Work item: Match the string "rougify" against each line below, and copy every line that matches.

Start of Material provided

PR #250, opened 2015-03-22
Support for `application/hal+json` mimetype

studiodev:
Hal (Hypertext application language) is a specification for a consistent and easy way to hyperlink between resources, as specified here http://stateless.co/hal_specification.html.

This PR just define another mimetype for JSON to handle `application/hal+json` responses.


studiodev:
I've not seen you merged the PR. Thx :)

PR #254, opened 2015-04-09
Added GLSL lexer

sriharshachilakapati:
I have required a GLSL lexer so I wrote one myself. This one is complete, with all the keywords, data types and the built-ins.

Here is a preview.

### DIFF
--- a/lib/rouge/demos/glsl
+++ b/lib/rouge/demos/glsl
@@ -1,0 +1,14 @@
+#version 330 core
+
+uniform mat4 worldMatrix;
+
+layout(location = 0) in vec2 position;
+layout(location = 1) in vec4 color;
+
+out vec4 vertexColor;
+
+void main()
+{
+    vertexColor = color;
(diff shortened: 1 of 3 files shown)


jneen:
Hi there - thanks for the lexer!  I notice it's almost exactly the same as the C lexer - do you think you could subclass it instead and use the `prepend` / `append` interface? (like the C++ or Objective C lexers)

jneen:
Also to get the specs top pass, you need to add a visual spec (`spec/visual/samples/glsl`) that hits most of the edge cases you can think of, and a demo (`lib/rouge/demos/glsl`) that shows off the basic functionality.

sriharshachilakapati:
I'll take a look at that. Thanks for the information. I'll add the samples and the test cases in the next commit.

sriharshachilakapati:
I have made the GLSL lexer extend the C lexer, and also added the samples and test cases. I think everything is fine now.

jneen:
Wonderful, looks great!

PR #256, opened 2015-04-15
Improve diff lexer

rumpelsepp:
As I promised, here is the first one. I currently have a little time problem, but anyway, I will try to continuously submit my thoughts/improvements.

From the commit message:

The diff lexer was a bit buggy. It also did not work correctly
with email patches. This commit ensures correct patch highlighting.

Furthermore I removed the error token which caused problems on gitlab.
As a diff is rather trivial I think it is safe to remove it.

see: https://github.com/rumpelsepp/rugments/issues/10

### DIFF
--- a/lib/rouge/lexers/diff.rb
+++ b/lib/rouge/lexers/diff.rb
@@ -1,10 +1,8 @@
-# -*- coding: utf-8 -*- #
-
 module Rouge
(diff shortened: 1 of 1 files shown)


jneen:
Yay, thanks!

PR #259, opened 2015-04-27
Register JSON API mimetype for JSON lexer

brettchalupa:
[JSON API](http://jsonapi.org/) is a standard for building APIs in JSON. It is registered with the
IANA as application/vnd.api+json -
http://www.iana.org/assignments/media-types/application/vnd.api+json

This adds support for highlighting JSON API media types as JSON.

### DIFF
--- a/lib/rouge/lexers/javascript.rb
+++ b/lib/rouge/lexers/javascript.rb
@@ -206,7 +206,7 @@ module Rouge
       desc "JavaScript Object Notation (json.org)"
       tag 'json'
       filenames '*.json'
-      mimetypes 'application/json'
+      mimetypes 'application/json', 'application/vnd.api+json'
 
       # TODO: is this too much of a performance hit?  JSON is quite simple,
       # so I'd think this wouldn't be too bad, but for large documents this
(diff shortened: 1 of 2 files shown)


thibaudgg:
:+1:

lib/rouge/lexers/javascript.rb
```diff
@@ -206,7 +206,7 @@ class JSON < RegexLexer
       desc "JavaScript Object Notation (json.org)"
       tag 'json'
       filenames '*.json'
-      mimetypes 'application/json'
+      mimetypes 'application/json', 'application/vnd.api+json'
```
kylef: Perhaps `application/(.*)+json` could match?

This way other JSON based hypermedia types will be included:

- `application/json`
- `application/hal+json`
- `application/vnd.siren+json`
- `application/vnd.api+json`

brettchalupa: @kylef good idea - I will do some exploring to see what it would look like to support a * for the different extensions.

jneen:
Thanks!

PR #261, opened 2015-04-29
Add a lexer for API Blueprint

kylef:
This pull request adds a lexer for [API Blueprint](https://apiblueprint.org), a simple Markdown based web API description language.

### DIFF
--- a/lib/rouge/demos/apiblueprint
+++ b/lib/rouge/demos/apiblueprint
@@ -1,0 +1,33 @@
+FORMAT: 1A
+HOST: http://polls.apiblueprint.org/
+
+# Polls
+
+Polls is a simple API allowing consumers to view polls and vote in them.
+
+# Polls API Root [/]
+
+## Group Question
+
+Resources related to questions in the API.
+
+## Question [/questions/{question_id}]
+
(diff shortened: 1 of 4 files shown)


kylef:
I'm stuck as to why the tests are failing, I have no idea where the `Error` token is coming from. The example renders as expected in the web interface too:

screen shot 2015-04-29 at 10 48 46

Would really love any pointers on what the problem is.

danielgtaylor:
:+1:

kylef:
@jneen Anything I can do to get this moving?

jneen:
Hey @kylef, thanks for the lexer!

Here's a couple of things I'll need before merging:

* Make the tests green
* Add an example to your spec file using multi-line features of markdown, e.g. triple-backticks. (my hunch is that since you're starting a new lexer state every time you delegate to `Markdown`, it's not able to track state between lines)

I think the core of the problem is that `delegate` line - it's not picking up newlines, and also not tracking state.  Would it be easier to subclass Markdown like QML does for Javascript?

kylef:
Sorry for delay in this one, the tests are now green @jneen.

PR #262, opened 2015-05-01
Document the --formatter option

mjbshaw:
Right now, running `rougify help highlight` results in:

```
$ rougify help highlight
usage: rougify highlight <filename> [options...]
       rougify highlight [options...]

--input-file|-i <filename>  specify a file to read, or - to use stdin

--lexer|-l <lexer>          specify the lexer to use.
                            If not provided, rougify will try to guess
                            based on --mimetype, the filename, and the
                            file contents.

--mimetype|-m <mimetype>    specify a mimetype for lexer guessing

--lexer-opts|-L <opts>      specify lexer options in CGI format
                            (opt1=val1&opt2=val2)

--formatter-opts|-F <opts>  specify formatter options in CGI format
                            (opt1=val1&opt2=val2)
```

`--formatter`/`-f` is missing from the list. This patch adds that to the help output.


jneen:
Thanks, this was a pretty glaring documentation hole.

PR #263, opened 2015-05-01
Fix bugs in liquid lexer (closes #237)

### LINKED ISSUE #237: if language is liquid arguments go missing
Hi
I am using rouge with jekyll. So far everything went perfectly fine, but when I tried to set the language to liquid, it did swallow part of my argument.
If i change the language to something else (css, html, scss tested) it's there, just the color hightlighting does not work, obviously.

Any idea why that is so?

[ three backticks ] html
{% raw %}{% for post in site.posts %}
    {% if post.author contains page.author %}
        {% include article_index.html %}
    {% endif %}
{% endfor %}{% endraw %}
[ three backticks ] 

result

html

[ three backticks ] liquid
{% raw %}{% for post in site.posts %}
    {% if post.author contains page.author %}
        {% include article_index.html %}
    {% endif %}
{% endfor %}{% endraw %}
[ three backticks ] 

result:

liquid

RadLikeWhoa:
Finally had some time to fix those couple of bugs with the liquid lexer. Thanks to @bekreatief for the added sample code.

* Fixes a bug with the `contains` operator in if blocks, where both sides of the of the operation would not be displayed correctly.
* Fixes a bug with filter arguments where single and double quotes could not be nested.
* Fixes a bug where array indices (using square bracket notation) would not be parsed.

### DIFF
--- a/lib/rouge/lexers/liquid.rb
+++ b/lib/rouge/lexers/liquid.rb
@@ -131,9 +131,7 @@ module Rouge
           groups nil, Operator, Operator::Word
         end
 
-        rule /([\w\.\'"]+)(\s+)(contains)(\s+)([\w\.\'"]+)/ do
-          groups nil, Text::Whitespace, Operator::Word, Text::Whitespace
-        end
+        rule /(contains)/, Operator::Word
 
         mixin :generic
         mixin :whitespace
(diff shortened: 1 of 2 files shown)


jneen:
Yay, thank you!  Sorry about the delayed response, this looks good.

End of Material provided

Task output:
Right now, running `rougify help highlight` results in:
$ rougify help highlight
usage: rougify highlight <filename> [options...]
       rougify highlight [options...]
                            If not provided, rougify will try to guess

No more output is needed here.